F.G. – Es algo que tanto mis padres como yo siempre hemos tenido claro. Hoy en día puedes considerarte un privilegiado si no te cuesta dinero competir. Poder tener un sueldo para vivir al día ya es algo que en este país no lo pueden decir más de 4 corredores. Siempre he sabido que tener una formación superior debía ser fundamental para mi futuro pero, a la vez, nunca he desistido en seguir haciendo lo que me apasiona. En mi caso, tengo la suerte de pertenecer a una gran estructura como Scott España, en la que me siento cuidado en todos los sentidos y a la que considero como una gran familia.

J.A. – ¿Qué es lo más duro de hacer las dos cosas a la vez?

F.G. – Tanto el ciclismo como los estudios son dos actividades que requieren de un trabajo diario y constante. Por muy buenas aptitudes o condiciones innatas que tengas, sin actitud no se consigue nada. No me creo que nadie pueda ganar una carrera sin entrenar ni que alguien pueda aprobar un examen sin estudiar. En todos los ámbitos se necesita capacidad de sacrificio y esfuerzo. Cuando sabes todo lo que te ha costado conseguir algo, el placer al alcanzarlo es mucho mayor.

J.A. – ¿Cómo es un día normal en tu vida?

F.G. –  Mi día a día consiste en levantarme a las 8 h, desayuno, compruebo el correo y me informo de cómo ha cambiado el mundo (redes sociales). Alrededor de las 10 h salgo a entrenar siguiendo el plan que tenga marcado. Después de comer, voy a la universidad, donde decidí finalizar el proyecto final de carrera y normalmente a las 20 h me vuelvo para casa. Después de cenar, nueva dosis de mundo real mediante Social Media, pongo un rato la TV y al sobre.

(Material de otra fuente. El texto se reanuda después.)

PR #3729, opened 2024-05-14
Remove stuff from docs that should not be there in a 1.0 version

fingolfin:
Not sure if using HTML comments like that works as intended, so don't merge this until someone reviewed the docs preview for this PR.


joschmitt:
In a locally build documentation the comments don't work.

fingolfin:
Doesn't work as I intended, see https://docs.oscar-system.org/previews/PR3729/General/other/ -- so I've now removed the sections.

joschmitt (approved):

PR #3874, opened 2024-06-19
rearrange how Oscar loads GAP packages at runtime

ThomasBreuer:
- GAP package OscarInterface: add dependency Polycyclic (formally needed)

- loading order of GAP packages:
  - in the beginning, install recog via a URL
  - load OscarInterface in the end

(This has an effect only if the environment variable `GAP_BARE_DEPS` is set at the time when GAP.jl's `__init__` gets called. Currently we cannot achieve this from Oscar.jl.)


ThomasBreuer:
The failure of the `Invalidations` test is subtle.

(This is not the usual difference in the count of invalidations, there is really an error message,
but this appears in a piece of GAP code that should not get touched after the latest commit.)

The point seems to be that the latest commit fixes an error that occurs when Oscar gets loaded. The `Invalidations` test compares old and new situation, and for that it loads Oscar in the old situation, which runs into the error.
(If this is the case then the problem should disappear when the `Invalidations` test runs after danielrademacher/recog/pull/2 has been merged.)

src/utils/install.jl
```diff
@@ -0,0 +1,58 @@
...
+  dirs = GAP.Globals.List(info, i -> i.InstallationPath)
+  repo = GAP.Globals.Filename(GAP.Globals.List(dirs, GAP.Globals.Directory), GapObj(".git"));
+  if repo !== GAP.Globals.fail
+    # the package is already installed, update it
+    return GAP.Globals.UpdatePackage(name, interactive)
+  end
+
+  ! GAP.Globals.PKGMAN_IsValidTargetDir(dir) && return false
+  if branch == ""
+    exec = GAP.Globals.PKGMAN_Exec(GapObj("."), GapObj("git"), GapObj("clone"), url, dir)
```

J.A. – ¿Crees que montar en bici te ha ayudado en algo con tus estudios?

F.G. –  Me ha ayudado en ambos sentidos. Como he comentado anteriormente, el ciclismo requiere de una gran capacidad de sacrificio y más si quieres alcanzar objetivos ambiciosos. Esto también sucede con unos estudios superiores como cualquier ingeniería u otra licenciatura. Te obliga a llevar una rutina de estudio diaria para poder aprobar las asignaturas, como puede ser el entrenamiento para una competición. Además, gracias al ciclismo he aprendido a canalizar mejor los nervios antes de un examen y mantener la tranquilidad en momentos de dificultades.

J.A. – ¿Qué dirías a los que aseguran que es imposible estudiar si compites a alto nivel?

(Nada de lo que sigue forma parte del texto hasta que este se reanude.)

PR #3876, opened 2024-06-19
Modules over NCRing

Lax202:
Requires [#1322](https://github.com/thofma/Hecke.jl/pull/1322) from Hecke, which aims to support sparse matrices over NCRing.


src/Modules/UngradedModules/FreeMod.jl
```diff
@@ -75,6 +75,7 @@ free_module(R::MPolyRing, p::Int, name::VarName = :e; cached::Bool = false) = Fr
 free_module(R::MPolyQuoRing, p::Int, name::VarName = :e; cached::Bool = false) = FreeMod(R, p, name, cached = cached)
 free_module(R::MPolyLocRing, p::Int, name::VarName = :e; cached::Bool = false) = FreeMod(R, p, name, cached = cached)
 free_module(R::MPolyQuoLocRing, p::Int, name::VarName = :e; cached::Bool = false) = FreeMod(R, p, name, cached = cached)
+free_module(R::NCRing, p::Int, name::VarName = :e; cached::Bool = false) = FreeMod(R, p, name, cached = cached)
```
fingolfin, line 78: If we do this then we can effectively delete the four methods above as they are all special cases no of this one. And also adjust the docstring.

But then ideally we also test this over a bunch of other rings `R`, e.g. `ZZ`, `QQ`, `cylotomoic_field(10)`, a free associative algebra, etc.

But I wonder how complete and correct it will be in all those cases, e.g. when `R = ZZ` ?

thofma:
Are these left or right modules? What is the design idea for handling left and right modules?

Is this supposed to do something useful for all rings or for some specific class of rings?

thofma:
Also, there is already
```
free_module(R::NCRing, rank::Int64; cached) @ AbstractAlgebra ~/AbstractAlgebra/src/FreeModule.jl:18
```
so this here won't work.

src/imports.jl
```diff
@@ -166,6 +166,7 @@ let exclude_hecke = [
     :change_uniformizer,
     :coefficients,
     :exponent_vectors,
+    :free_module,
```
thofma, line 169: No, this is not how this is supposed to be used.

wdecker:
> Are these left or right modules? What is the design idea for handling left and right modules?
> 

The idea is to focus on left modules and treat right modules as left modules over the opposite algebra.

> Is this supposed to do something useful for all rings or for some specific class of rings?

What I have in mind here are PBW algebras and their quotients by two-sided ideals.

thofma:
> > Is this supposed to do something useful for all rings or for some specific class of rings?
> 
> What I have in mind here are PBW algebras and their quotients by two-sided ideals.

Then I would suggest adding methods for those types instead of removing `free_module` methods that other people have implemented.

wdecker:
That is, actually, what I had in mind.

Von meinem iPhone gesendetAm 19.06.2024 um 19:25 schrieb Tommy Hofmann ***@***.***>:﻿


Is this supposed to do something useful for all rings or for some specific class of rings?

What I have in mind here are PBW algebras and their quotients by two-sided ideals.

Then I would suggest adding methods for those types instead of removing free_module methods that other people have implemented.

src/Modules/UngradedModules/FreeMod.jl
fingolfin: As was pointed out elsewhere, for now this is really intended for PBW algebras, so I'd restrict the type here.

Also, looking at the code further, one very quickly runs into code that insists on using `ModuleGens`, which means this free module implementation in its current form is quite closely tied to rings backed by Singular, which is another reason to restrict it here for now.

fieker:
On Wed, Jun 19, 2024 at 07:32:19AM -0700, Tommy Hofmann wrote:
I fear we need to bite the bullet and sort the modules a bit better.
There are
 - dense free_modules (AA)
 - sparse free modules (O)
Currently, you get the sparse version if this is a mpoly (or related)
ring, and dense otherwise.
Looking at this, we need to separate the dense/ sparse differently.
Suggestions welcome, in particular those, that do not neccessitate
rewriting the Geometry or the other parts, too much, after the Begehung.

Furthermore, I'm not sure we have a concept for the NC-world that has
any consense, maybe we also need to discuss this a bit more.

Based on vague hearsay, I am not convinced that wrapping blindly
Singular features is going to be a winning move here.

Maybe this draft PR should be considered as a call-of-interest or even
call-of-intend, but now the discussion can start.
@wdecker, @thofma, @Lax202, @fingolfin, @jankoboehm

wdecker:
> Based on vague hearsay, I am not convinced that wrapping blindly Singular features is going to be a winning move here.

As you can see from what is already there for PBW algebras and their quotients, we are NOT blindly wrapping Singular code. We build up OSCAR data structures  and refer to Singular for the Gröbner basis computations. The latter is wise as Singular's implementation is fast: It is very close to what we do in the commutative world. Now the task is setting up modules. This can be done in complete analogy to what we already have over polynomial rings and their quotients and can be started just now. So what points do you wish to discuss prior to that?

src/Modules/UngradedModules/FreeMod.jl
jankoboehm: Sure `ModuleGens` has features for Singular double book-keeping, but you don't have to to use it (e.g. over localizations we don't). In the end, one has to say how to do the curcial toolbox (kernel/lift etc) by implementing the new signatures. Then everything works (surely it can also work over `ZZ` using Smith, or over fields, indeed we use it over fields for cohomology). 

However, in the setting we have in mind here the implementation is very similar to the commutative polynomial case and will be driven by the Buchberger machinery of Singular. So one can even do the implementation one abstraction layer lower, implementing the Buchberger toolbox (normal form, std, liftstd, syz etc). Certainly some issues will show up by going to the non-commutative setting, but nothing serious, everything is very similar to the commutative setting.

jankoboehm: I agree that we should add to the signatures, instead of generalizing to `NCRing`.

jankoboehm:
I don't really see a use case of a dense vector format in geometry. The machinery works well for mpoly related but should also useful over fields, Euclidean rings etc, where you can also encounter a sparse setting (although some constructs are overkill here). For example in some cohomology computations one has to handle very large, very sparse matrices over fields. On the other hand, I don't think that the dense machine as it exists has to made run over mpoly settings. So the distrinction as it exists is actually pretty well adjusted to the use cases.

fieker:
On Thu, Jun 20, 2024 at 10:20:33AM -0700, Janko Boehm wrote:
> I don't really see a use case of a dense vector format in geometry. The machinery works well for mpoly related but should also useful over fields, Euclidean rings etc, where you can also encounter a sparse setting (although some constructs are overkill here). For example in some cohomology computations one has to handle very large, very sparse matrices over fields. On the other hand, I don't think that the dense machine as it exists has to made run over mpoly settings. So the distrinction as it exists is actually pretty well adjusted to the use cases.
> 
The "global assumption" is, as far as I can see
 - dense: you have a working rref: so field or euc in reality
 - sparse: you have a working Groebner (+Syz), so mpoly in reality
of course, one can add the mpoly case to dense and the euc case to
sparse...

The cohomology: this is a generic problem, our (low-level) lin alg (det,
rref, solve) should automatically switch between sparse and dense
depending on input. For hnf over Z this is happening already...

fingolfin:
Replaced by PR #3900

F.G. –  No hay excusas para dejar de estudiar. La clave está en una buena distribución del tiempo y en tener la ambición suficiente por formarte tanto física como mentalmente. El entrenamiento que puedas hacer encima de la bici en un día no va a ser tan extenso como para que te impida ir a clase, tener 1 h para realizar los deberes o repasar para un futuro examen. Si contásemos todas las horas que desaprovechamos a lo largo de los días, nos daríamos cuenta de que siempre se puede hacer más. Y no hay peor sensación al acabar una carrera que la de no haberlo dado todo, ¿no?